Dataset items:
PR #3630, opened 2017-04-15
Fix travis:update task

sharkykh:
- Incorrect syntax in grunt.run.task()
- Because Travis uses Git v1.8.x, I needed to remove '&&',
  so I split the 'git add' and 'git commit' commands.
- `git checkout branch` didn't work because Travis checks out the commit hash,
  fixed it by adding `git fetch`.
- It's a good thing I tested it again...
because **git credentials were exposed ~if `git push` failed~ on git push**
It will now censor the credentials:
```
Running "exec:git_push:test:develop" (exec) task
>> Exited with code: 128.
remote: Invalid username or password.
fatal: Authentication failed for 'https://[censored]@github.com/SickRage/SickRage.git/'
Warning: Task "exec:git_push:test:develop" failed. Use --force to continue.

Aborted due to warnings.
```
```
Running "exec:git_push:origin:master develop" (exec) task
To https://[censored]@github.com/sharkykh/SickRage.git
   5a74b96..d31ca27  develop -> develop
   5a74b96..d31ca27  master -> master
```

- [Exercise details] Write every record out again, letter for letter.

- [Result of the exercise]
PR #3630, opened 2017-04-15
Fix travis:update task

sharkykh:
- Incorrect syntax in grunt.run.task()
- Because Travis uses Git v1.8.x, I needed to remove '&&',
  so I split the 'git add' and 'git commit' commands.
- `git checkout branch` didn't work because Travis checks out the commit hash,
  fixed it by adding `git fetch`.
- It's a good thing I tested it again...
because **git credentials were exposed ~if `git push` failed~ on git push**
It will now censor the credentials:
```
Running "exec:git_push:test:develop" (exec) task
>> Exited with code: 128.
remote: Invalid username or password.
fatal: Authentication failed for 'https://[censored]@github.com/SickRage/SickRage.git/'
Warning: Task "exec:git_push:test:develop" failed. Use --force to continue.

Aborted due to warnings.
```
```
Running "exec:git_push:origin:master develop" (exec) task
To https://[censored]@github.com/sharkykh/SickRage.git
   5a74b96..d31ca27  develop -> develop
   5a74b96..d31ca27  master -> master
```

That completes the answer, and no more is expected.